── Exercise inputs ──

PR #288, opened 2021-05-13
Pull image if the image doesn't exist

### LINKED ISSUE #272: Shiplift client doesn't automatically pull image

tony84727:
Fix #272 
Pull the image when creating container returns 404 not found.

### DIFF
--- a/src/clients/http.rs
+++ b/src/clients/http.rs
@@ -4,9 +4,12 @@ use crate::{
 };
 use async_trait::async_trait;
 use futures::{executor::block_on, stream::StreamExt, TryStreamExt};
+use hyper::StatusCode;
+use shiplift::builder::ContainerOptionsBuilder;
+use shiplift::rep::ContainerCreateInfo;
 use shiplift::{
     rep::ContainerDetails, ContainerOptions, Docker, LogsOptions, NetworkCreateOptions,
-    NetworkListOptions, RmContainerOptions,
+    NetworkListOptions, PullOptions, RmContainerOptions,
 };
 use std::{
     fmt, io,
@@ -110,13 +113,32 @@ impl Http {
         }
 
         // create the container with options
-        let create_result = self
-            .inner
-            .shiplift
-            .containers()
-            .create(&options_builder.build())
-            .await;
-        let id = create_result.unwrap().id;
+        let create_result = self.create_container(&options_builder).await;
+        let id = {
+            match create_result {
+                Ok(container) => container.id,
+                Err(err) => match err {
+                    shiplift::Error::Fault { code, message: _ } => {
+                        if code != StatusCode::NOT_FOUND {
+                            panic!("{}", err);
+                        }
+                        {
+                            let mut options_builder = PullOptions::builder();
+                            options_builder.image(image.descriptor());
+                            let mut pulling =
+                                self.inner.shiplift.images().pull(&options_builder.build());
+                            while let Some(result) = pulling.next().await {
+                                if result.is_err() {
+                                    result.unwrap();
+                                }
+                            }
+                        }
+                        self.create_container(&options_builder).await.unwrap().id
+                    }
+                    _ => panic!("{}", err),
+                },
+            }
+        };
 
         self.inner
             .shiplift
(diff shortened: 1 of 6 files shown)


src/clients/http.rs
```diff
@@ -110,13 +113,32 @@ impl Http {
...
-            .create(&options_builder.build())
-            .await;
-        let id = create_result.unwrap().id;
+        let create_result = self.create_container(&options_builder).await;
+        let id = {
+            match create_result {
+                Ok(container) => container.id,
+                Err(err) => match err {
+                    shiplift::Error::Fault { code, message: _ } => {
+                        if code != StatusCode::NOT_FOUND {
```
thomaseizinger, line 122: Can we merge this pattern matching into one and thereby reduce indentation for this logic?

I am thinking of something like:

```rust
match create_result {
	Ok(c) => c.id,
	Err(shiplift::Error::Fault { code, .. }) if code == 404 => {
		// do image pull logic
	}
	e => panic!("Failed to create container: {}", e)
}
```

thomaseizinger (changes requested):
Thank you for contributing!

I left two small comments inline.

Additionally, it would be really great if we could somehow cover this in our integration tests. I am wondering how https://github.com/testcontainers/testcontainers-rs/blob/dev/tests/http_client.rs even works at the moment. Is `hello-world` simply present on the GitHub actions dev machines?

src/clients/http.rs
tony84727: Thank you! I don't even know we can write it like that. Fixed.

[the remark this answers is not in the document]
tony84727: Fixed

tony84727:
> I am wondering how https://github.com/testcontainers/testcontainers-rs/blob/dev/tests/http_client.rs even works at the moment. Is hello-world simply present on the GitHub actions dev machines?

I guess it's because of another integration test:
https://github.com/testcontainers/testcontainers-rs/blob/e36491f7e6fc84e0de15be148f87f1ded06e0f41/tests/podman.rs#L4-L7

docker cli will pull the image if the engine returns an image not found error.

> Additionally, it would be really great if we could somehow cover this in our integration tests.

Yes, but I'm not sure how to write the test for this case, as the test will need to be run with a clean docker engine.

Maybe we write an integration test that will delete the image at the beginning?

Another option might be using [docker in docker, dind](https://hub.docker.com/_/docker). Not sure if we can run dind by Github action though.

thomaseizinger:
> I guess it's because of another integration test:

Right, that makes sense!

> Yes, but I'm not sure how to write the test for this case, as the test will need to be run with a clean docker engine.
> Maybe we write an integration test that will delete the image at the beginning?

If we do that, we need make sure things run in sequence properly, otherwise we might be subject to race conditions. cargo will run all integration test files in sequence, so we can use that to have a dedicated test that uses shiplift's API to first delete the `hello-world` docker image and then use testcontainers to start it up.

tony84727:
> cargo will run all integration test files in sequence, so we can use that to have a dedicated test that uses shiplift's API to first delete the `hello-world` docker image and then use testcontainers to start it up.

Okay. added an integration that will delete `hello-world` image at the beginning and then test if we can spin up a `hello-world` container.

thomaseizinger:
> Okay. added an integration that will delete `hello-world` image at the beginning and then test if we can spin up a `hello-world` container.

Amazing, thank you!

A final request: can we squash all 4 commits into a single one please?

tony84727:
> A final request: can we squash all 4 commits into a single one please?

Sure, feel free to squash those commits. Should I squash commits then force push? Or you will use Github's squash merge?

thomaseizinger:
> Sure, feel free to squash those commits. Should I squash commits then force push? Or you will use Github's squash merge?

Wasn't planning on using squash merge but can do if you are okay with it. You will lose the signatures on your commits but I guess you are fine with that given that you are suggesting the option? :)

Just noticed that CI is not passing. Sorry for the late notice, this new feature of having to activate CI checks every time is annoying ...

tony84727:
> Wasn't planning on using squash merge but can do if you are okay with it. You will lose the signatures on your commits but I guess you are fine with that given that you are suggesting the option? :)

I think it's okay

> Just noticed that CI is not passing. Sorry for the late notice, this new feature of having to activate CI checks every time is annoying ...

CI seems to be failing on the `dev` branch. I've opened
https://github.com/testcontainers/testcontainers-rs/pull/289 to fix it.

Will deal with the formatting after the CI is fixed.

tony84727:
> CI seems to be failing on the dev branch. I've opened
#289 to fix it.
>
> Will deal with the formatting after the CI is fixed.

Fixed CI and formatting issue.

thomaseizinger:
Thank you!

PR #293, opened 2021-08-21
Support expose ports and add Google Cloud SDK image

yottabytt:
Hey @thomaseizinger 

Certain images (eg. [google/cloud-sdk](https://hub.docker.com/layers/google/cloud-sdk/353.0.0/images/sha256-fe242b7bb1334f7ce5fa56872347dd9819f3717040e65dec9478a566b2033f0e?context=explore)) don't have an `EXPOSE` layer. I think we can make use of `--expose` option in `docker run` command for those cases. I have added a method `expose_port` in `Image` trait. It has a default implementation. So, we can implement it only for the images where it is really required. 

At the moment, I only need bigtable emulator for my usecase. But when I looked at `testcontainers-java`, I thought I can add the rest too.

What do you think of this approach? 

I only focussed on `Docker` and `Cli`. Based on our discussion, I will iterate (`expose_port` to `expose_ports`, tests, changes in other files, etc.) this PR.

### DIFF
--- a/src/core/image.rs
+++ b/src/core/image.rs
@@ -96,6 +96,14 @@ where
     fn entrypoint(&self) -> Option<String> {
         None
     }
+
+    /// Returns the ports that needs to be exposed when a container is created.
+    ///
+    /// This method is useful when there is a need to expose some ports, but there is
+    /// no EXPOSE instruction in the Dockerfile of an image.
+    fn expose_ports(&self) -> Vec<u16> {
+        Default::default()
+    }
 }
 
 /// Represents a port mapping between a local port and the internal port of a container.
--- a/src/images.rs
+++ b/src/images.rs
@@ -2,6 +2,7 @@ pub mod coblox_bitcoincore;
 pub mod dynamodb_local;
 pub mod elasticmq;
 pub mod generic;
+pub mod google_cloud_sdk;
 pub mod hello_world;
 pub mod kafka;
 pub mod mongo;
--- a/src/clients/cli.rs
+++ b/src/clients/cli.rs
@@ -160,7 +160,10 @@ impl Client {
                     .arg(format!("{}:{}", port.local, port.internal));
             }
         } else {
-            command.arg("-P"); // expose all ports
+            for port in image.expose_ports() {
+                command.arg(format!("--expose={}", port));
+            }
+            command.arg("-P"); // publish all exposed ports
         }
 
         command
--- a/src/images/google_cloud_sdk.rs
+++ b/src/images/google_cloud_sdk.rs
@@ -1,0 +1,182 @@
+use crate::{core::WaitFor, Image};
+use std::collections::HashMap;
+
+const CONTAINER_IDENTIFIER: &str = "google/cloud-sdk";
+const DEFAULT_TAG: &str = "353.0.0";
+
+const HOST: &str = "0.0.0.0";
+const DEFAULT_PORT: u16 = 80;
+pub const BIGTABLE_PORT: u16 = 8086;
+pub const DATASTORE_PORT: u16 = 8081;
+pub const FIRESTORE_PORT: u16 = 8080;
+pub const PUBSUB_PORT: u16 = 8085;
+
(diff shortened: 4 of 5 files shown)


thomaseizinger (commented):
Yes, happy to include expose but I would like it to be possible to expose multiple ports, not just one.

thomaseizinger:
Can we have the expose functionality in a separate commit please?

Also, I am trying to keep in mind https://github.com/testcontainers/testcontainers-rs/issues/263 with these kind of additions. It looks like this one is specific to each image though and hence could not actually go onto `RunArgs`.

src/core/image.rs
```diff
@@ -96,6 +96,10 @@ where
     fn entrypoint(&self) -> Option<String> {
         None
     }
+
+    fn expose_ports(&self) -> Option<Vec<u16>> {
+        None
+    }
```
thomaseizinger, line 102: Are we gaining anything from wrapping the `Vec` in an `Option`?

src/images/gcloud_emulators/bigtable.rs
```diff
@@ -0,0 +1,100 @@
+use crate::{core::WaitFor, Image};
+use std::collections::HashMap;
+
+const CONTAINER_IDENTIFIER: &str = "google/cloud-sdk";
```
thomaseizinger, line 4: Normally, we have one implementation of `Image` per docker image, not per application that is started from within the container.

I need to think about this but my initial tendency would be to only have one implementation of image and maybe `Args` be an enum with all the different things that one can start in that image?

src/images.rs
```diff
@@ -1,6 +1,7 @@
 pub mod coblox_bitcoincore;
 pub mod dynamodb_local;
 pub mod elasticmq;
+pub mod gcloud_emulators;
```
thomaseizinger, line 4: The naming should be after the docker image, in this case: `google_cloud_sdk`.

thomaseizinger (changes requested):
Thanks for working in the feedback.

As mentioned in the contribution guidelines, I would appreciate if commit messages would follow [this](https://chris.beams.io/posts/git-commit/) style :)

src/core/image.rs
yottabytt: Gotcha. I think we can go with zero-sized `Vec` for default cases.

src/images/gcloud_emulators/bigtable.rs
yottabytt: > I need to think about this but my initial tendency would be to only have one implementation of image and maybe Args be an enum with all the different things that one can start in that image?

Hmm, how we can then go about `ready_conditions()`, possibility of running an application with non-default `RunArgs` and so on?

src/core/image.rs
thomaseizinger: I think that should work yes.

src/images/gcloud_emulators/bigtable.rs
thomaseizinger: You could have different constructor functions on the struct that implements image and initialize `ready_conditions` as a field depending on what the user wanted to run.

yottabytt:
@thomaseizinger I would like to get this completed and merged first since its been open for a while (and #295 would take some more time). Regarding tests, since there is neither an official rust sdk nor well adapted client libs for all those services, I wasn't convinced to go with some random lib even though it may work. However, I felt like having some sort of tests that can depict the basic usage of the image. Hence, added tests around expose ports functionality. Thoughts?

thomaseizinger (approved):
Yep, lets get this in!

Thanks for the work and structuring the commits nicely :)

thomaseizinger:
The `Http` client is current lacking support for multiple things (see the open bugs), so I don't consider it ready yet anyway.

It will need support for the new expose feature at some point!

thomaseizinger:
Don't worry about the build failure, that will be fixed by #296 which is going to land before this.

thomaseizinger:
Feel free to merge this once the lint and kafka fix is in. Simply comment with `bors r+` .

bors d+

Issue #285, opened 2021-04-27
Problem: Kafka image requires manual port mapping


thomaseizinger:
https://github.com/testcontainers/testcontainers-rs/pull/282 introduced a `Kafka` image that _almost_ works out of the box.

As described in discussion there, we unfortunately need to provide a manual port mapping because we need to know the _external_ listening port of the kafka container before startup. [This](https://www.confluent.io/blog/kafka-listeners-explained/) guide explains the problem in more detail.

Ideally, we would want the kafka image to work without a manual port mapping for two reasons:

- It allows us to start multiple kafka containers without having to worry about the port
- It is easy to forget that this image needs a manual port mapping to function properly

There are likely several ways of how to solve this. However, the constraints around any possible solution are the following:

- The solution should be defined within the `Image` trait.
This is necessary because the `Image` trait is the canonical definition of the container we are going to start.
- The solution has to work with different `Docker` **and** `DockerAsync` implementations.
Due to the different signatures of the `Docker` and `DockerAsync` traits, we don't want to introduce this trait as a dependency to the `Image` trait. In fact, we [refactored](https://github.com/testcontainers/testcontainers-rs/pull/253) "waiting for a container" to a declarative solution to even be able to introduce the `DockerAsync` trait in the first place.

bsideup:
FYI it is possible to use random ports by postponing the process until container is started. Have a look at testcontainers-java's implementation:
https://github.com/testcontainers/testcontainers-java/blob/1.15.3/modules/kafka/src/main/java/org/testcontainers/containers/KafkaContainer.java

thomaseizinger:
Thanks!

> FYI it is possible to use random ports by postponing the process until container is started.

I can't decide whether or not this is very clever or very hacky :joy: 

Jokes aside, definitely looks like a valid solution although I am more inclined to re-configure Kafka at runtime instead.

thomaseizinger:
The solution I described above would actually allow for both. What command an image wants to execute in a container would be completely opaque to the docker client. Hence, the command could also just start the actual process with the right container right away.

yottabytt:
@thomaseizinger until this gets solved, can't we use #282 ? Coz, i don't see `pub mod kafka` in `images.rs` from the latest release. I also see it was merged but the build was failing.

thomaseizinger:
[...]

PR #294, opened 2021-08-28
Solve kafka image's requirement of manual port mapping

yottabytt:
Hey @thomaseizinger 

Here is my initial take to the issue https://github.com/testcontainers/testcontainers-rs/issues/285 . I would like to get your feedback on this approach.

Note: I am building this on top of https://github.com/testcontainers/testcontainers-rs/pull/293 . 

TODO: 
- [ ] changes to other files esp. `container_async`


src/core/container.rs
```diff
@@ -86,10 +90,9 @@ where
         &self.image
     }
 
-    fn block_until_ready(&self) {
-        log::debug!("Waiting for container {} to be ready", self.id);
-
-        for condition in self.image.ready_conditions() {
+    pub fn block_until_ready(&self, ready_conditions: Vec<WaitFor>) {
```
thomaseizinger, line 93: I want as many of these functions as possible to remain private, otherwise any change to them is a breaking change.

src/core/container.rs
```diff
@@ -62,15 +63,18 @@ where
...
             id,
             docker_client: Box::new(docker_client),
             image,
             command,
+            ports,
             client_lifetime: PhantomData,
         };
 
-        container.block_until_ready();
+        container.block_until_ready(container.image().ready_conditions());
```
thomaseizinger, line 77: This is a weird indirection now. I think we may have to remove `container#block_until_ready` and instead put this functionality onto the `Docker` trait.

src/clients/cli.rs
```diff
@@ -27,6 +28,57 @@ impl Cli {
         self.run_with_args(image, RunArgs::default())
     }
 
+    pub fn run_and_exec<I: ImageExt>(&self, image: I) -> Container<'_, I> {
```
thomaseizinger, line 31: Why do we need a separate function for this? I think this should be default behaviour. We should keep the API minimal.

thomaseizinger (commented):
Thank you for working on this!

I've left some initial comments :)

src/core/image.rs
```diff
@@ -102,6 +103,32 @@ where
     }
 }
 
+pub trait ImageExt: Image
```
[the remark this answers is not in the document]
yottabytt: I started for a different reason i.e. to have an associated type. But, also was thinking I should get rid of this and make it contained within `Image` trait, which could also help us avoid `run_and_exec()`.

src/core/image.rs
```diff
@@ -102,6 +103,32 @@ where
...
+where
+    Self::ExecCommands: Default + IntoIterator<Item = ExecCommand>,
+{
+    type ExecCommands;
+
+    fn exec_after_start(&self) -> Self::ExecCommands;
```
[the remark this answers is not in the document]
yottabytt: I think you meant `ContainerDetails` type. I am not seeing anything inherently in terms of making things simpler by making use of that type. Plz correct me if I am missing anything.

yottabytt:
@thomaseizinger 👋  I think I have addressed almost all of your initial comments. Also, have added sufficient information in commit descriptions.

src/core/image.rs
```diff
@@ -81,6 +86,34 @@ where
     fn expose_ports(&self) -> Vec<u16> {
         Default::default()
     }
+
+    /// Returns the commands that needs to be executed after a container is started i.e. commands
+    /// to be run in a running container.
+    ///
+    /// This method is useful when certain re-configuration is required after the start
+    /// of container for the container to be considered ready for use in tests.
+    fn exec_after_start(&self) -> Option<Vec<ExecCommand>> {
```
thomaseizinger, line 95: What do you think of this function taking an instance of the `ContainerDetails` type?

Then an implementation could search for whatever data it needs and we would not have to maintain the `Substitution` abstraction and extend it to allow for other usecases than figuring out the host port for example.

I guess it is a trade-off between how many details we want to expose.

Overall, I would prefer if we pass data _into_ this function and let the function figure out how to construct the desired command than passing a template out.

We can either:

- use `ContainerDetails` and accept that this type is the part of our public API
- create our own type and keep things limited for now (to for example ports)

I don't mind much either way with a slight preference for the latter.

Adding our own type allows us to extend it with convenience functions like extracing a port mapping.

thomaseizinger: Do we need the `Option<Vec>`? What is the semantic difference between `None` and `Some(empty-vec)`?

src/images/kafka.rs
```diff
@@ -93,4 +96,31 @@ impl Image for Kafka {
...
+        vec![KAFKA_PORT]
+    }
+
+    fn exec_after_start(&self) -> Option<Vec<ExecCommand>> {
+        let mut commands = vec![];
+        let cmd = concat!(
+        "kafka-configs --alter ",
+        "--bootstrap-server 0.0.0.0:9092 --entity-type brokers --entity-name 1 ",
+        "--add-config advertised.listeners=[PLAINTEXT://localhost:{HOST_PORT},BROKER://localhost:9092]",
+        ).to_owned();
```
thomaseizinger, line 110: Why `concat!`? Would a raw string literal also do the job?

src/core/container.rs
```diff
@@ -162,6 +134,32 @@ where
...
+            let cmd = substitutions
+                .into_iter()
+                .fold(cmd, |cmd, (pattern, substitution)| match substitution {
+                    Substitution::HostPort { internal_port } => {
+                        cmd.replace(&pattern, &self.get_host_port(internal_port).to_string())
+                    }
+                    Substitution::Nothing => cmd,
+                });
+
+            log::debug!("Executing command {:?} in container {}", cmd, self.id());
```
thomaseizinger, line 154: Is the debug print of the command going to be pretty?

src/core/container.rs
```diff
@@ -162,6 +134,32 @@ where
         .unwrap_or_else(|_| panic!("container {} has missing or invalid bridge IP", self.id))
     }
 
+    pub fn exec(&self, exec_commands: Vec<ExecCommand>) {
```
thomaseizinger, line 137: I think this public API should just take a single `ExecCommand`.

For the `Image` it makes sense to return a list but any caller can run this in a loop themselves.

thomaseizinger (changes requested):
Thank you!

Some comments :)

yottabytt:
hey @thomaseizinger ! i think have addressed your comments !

───

(Your objective)
The lines holding the string "single" are what is needed from the material above.

(Final answer)
A final request: can we squash all 4 commits into a single one please?
> A final request: can we squash all 4 commits into a single one please?
thomaseizinger, line 137: I think this public API should just take a single `ExecCommand`.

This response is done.